(Stored data entries)
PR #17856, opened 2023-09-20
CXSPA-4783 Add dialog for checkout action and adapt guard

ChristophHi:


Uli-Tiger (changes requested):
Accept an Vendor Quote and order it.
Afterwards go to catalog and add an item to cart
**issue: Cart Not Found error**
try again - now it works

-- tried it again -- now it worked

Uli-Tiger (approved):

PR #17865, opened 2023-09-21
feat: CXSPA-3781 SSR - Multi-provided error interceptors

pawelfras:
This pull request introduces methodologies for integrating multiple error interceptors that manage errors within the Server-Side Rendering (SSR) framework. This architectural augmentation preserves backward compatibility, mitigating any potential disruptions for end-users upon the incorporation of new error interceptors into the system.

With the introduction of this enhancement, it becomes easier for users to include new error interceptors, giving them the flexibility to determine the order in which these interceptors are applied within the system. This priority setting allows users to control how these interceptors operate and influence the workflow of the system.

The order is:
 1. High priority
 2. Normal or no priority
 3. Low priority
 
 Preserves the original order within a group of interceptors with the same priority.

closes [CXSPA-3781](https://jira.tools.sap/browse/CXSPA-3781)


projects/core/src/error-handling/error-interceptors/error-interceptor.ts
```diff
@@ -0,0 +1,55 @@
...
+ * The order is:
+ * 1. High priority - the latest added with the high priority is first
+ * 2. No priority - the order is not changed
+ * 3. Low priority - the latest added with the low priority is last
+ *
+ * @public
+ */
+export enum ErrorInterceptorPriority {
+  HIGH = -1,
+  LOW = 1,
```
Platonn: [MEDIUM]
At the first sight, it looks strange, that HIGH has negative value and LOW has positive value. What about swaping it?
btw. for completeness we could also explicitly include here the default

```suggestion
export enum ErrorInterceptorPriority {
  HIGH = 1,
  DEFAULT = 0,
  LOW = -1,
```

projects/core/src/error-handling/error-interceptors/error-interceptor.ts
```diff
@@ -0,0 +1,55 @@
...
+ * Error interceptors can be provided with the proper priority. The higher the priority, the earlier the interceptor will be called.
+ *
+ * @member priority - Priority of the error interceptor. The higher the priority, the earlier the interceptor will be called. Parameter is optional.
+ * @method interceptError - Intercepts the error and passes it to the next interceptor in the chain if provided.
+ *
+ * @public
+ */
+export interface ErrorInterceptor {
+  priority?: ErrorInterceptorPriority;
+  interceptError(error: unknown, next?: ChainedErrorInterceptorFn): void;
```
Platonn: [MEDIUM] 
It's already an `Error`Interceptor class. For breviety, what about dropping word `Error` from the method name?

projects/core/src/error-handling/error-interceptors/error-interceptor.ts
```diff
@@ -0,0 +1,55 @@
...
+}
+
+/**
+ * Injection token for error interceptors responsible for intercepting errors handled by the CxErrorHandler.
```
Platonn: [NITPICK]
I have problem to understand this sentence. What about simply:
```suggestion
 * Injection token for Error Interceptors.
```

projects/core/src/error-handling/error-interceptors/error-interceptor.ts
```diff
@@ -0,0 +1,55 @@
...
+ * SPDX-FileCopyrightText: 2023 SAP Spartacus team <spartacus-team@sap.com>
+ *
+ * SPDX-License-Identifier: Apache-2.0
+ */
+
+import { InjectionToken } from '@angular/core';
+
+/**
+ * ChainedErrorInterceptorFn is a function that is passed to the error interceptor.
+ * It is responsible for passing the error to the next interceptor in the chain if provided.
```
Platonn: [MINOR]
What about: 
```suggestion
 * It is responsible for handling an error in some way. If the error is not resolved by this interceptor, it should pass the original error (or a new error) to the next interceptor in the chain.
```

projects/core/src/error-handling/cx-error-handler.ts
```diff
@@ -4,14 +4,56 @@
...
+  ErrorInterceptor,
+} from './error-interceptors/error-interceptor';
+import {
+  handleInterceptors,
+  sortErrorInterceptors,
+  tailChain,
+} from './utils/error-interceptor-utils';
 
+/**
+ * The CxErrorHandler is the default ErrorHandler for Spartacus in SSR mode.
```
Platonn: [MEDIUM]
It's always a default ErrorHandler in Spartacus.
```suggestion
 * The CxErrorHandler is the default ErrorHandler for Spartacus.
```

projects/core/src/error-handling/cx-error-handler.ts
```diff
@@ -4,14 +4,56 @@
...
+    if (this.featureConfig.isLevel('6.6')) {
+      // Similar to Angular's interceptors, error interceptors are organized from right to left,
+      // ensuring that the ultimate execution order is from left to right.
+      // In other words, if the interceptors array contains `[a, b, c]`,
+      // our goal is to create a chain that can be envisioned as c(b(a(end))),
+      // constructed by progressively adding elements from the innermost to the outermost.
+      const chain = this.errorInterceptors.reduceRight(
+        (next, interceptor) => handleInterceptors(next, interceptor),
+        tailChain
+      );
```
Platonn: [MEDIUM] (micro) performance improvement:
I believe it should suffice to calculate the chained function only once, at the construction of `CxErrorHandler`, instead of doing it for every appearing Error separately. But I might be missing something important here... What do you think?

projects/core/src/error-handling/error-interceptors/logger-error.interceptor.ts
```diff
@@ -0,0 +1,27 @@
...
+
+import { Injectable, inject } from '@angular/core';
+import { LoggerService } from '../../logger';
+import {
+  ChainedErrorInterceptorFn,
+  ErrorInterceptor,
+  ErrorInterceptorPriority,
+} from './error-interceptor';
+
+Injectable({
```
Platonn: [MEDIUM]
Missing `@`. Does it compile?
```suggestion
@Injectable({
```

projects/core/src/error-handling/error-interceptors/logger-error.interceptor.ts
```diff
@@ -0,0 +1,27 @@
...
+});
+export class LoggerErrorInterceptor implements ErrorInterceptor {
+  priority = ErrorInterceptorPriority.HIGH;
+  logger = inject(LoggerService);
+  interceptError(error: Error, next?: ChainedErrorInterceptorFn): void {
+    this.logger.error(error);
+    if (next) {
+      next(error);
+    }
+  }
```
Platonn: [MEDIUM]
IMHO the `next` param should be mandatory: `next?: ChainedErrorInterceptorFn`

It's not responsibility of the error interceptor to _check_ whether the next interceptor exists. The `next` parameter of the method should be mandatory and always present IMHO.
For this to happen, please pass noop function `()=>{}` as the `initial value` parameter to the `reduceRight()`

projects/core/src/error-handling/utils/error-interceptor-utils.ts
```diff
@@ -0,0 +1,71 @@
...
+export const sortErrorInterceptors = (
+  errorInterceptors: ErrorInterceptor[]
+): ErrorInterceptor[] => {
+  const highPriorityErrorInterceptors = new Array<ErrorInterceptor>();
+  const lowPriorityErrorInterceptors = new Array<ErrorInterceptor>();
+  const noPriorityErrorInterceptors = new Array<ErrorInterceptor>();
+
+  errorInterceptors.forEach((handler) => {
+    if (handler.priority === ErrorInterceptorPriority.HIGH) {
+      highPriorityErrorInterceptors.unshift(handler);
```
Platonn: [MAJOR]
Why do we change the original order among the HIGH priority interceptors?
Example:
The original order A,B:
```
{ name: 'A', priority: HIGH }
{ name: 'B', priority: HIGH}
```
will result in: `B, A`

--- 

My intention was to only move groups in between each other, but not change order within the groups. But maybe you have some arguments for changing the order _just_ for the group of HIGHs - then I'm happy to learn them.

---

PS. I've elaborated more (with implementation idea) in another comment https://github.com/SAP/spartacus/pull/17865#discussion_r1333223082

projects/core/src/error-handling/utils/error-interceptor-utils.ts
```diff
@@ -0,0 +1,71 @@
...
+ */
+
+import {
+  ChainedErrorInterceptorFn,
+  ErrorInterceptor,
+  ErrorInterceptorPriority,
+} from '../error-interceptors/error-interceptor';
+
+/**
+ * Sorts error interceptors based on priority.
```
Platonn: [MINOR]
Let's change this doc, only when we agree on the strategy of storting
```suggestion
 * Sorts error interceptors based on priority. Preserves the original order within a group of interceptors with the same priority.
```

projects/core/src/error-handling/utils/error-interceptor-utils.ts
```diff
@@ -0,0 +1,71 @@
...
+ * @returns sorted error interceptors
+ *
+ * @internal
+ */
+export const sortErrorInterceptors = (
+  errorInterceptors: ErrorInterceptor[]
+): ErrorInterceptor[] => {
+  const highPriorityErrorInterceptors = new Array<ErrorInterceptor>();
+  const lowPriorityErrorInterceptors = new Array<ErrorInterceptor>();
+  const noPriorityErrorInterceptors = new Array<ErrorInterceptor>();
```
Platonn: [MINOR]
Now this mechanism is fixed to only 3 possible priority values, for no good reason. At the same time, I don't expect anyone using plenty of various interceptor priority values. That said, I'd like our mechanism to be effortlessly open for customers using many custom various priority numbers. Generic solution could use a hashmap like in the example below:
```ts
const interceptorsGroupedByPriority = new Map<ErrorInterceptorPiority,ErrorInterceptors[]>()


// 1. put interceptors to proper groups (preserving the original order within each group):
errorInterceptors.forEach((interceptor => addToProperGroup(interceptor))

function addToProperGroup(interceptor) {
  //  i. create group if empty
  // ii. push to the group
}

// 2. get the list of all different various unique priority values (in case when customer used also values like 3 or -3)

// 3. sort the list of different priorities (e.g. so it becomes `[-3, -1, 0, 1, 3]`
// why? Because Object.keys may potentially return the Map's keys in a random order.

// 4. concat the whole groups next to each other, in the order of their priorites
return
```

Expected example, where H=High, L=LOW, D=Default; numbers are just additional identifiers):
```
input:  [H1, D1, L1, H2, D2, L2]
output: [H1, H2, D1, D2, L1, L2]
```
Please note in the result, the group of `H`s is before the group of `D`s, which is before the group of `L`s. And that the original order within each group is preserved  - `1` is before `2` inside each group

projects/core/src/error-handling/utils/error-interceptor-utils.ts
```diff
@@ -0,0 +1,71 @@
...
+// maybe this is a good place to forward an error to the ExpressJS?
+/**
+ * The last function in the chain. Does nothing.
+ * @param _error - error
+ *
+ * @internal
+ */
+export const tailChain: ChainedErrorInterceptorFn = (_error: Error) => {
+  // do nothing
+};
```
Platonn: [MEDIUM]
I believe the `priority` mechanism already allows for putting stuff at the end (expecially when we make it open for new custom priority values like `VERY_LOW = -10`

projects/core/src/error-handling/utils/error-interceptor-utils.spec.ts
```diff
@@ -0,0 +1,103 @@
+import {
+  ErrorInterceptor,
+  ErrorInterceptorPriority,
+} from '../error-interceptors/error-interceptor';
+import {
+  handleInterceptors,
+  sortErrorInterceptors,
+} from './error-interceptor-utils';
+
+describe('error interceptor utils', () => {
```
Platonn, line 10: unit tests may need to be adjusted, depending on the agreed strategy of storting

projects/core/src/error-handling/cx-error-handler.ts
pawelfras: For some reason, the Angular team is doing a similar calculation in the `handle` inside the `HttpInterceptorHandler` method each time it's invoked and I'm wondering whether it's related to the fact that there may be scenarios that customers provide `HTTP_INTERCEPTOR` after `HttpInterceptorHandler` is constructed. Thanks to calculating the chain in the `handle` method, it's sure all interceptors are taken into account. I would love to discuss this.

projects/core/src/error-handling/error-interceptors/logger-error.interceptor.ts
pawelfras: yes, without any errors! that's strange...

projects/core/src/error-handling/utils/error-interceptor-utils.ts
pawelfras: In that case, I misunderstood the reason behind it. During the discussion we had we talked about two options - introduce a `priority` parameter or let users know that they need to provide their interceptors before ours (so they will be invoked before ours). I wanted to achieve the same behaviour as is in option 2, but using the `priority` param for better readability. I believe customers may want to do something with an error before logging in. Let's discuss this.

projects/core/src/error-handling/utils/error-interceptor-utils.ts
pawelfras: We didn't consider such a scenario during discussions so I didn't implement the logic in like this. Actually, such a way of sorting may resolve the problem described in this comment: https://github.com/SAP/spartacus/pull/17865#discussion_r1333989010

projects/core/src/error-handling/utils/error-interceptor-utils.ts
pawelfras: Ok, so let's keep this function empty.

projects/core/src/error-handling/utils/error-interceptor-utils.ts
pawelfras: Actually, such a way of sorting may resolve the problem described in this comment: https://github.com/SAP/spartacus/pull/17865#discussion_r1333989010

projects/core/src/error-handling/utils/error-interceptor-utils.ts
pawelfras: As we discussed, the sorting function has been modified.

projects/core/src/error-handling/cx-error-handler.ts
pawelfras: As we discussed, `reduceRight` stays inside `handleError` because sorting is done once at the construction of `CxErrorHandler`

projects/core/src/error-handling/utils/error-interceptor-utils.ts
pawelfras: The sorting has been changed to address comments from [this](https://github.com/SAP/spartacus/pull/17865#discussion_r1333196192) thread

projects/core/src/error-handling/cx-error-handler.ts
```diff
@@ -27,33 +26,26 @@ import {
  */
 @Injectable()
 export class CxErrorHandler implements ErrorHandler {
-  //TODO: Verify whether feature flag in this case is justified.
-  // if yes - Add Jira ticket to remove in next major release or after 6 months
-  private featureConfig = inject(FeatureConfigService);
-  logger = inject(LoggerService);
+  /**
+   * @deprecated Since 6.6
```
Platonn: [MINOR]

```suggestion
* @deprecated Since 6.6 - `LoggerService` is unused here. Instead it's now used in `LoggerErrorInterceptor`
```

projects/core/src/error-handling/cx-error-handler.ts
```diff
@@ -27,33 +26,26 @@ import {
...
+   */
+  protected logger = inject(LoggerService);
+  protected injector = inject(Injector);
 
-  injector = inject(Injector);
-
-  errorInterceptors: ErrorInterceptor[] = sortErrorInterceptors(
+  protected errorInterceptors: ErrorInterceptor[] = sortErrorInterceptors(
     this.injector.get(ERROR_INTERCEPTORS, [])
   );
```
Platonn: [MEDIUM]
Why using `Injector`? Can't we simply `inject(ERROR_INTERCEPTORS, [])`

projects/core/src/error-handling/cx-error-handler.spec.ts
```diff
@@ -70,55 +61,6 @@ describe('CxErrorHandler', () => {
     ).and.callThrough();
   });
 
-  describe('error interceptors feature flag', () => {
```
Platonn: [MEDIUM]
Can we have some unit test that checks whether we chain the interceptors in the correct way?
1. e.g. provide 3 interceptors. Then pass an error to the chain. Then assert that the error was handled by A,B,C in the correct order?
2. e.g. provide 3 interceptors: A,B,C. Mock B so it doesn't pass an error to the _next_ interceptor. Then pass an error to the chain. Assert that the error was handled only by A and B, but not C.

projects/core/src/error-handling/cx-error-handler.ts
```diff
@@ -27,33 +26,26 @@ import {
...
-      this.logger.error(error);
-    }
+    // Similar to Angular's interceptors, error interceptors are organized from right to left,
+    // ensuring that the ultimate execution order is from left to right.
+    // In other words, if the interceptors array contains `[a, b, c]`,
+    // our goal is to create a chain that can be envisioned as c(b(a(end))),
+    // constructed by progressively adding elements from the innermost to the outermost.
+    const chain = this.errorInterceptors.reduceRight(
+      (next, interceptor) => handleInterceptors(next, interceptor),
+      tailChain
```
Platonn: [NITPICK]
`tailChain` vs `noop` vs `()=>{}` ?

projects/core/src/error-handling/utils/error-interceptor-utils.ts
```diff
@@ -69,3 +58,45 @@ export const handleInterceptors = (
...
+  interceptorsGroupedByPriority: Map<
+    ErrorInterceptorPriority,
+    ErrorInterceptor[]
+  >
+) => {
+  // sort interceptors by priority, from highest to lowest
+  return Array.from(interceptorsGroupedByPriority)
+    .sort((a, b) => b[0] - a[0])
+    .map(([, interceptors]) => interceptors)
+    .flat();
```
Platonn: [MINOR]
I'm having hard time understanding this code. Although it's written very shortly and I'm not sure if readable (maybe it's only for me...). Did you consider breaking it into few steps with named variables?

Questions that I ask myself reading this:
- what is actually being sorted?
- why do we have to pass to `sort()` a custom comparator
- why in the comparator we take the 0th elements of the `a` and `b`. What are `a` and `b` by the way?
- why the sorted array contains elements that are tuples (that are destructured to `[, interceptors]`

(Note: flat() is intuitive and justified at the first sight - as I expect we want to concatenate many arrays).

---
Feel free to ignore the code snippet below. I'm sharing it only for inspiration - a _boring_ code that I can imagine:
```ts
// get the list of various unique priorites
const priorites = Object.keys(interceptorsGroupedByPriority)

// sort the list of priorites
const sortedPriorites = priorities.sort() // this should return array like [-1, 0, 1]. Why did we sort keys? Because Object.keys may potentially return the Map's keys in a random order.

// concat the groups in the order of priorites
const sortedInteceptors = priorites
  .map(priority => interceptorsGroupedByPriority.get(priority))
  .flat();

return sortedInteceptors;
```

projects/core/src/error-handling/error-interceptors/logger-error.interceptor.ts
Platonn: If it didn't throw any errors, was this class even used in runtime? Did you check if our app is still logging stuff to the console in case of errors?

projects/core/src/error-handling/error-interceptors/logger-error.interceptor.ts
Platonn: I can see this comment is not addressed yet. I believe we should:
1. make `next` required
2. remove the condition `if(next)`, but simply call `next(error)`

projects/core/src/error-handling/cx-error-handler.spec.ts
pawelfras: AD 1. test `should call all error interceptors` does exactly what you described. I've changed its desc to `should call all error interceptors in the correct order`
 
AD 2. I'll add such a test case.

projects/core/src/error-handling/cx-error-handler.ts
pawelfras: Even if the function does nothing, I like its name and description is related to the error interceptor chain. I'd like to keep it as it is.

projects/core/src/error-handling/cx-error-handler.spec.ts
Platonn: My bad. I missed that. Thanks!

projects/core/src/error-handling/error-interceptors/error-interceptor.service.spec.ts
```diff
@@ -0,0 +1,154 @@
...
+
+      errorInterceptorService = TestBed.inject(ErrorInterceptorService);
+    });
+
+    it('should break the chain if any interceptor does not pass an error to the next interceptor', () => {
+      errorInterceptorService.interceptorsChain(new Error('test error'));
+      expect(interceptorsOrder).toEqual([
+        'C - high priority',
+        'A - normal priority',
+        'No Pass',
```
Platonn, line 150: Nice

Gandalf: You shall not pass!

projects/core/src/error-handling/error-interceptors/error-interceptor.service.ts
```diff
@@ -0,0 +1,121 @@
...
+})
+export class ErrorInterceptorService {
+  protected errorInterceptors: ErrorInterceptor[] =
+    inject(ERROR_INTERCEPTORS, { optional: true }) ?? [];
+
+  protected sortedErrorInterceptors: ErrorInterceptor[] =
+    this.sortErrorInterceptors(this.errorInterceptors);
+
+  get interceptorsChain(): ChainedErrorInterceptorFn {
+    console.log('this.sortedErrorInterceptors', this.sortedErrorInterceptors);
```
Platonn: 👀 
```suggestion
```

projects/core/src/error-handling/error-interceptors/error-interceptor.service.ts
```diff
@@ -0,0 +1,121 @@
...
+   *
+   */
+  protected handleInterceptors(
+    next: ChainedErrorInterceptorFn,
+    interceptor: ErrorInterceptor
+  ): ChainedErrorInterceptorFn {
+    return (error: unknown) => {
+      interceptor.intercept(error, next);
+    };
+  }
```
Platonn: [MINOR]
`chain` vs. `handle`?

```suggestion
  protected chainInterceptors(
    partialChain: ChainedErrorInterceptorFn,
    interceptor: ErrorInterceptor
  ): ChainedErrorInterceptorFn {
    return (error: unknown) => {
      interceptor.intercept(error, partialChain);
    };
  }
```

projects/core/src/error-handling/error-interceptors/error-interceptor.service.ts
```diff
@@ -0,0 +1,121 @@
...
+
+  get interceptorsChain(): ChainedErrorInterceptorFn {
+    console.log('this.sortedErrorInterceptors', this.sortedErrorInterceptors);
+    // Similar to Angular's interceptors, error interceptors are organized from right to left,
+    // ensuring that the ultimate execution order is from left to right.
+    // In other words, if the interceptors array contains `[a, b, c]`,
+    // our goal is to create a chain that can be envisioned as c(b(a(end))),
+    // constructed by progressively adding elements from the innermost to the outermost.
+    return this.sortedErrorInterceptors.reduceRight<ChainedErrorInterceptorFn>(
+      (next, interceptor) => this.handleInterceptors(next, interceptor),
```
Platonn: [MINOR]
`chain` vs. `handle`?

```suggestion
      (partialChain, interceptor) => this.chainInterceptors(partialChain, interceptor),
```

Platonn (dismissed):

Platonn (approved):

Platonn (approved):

• _WHAT TO PRODUCE_: Using only the data above, copy out the lines that include the word "opened".

• _WRITTEN SOLUTION_:
PR #17856, opened 2023-09-20
PR #17865, opened 2023-09-21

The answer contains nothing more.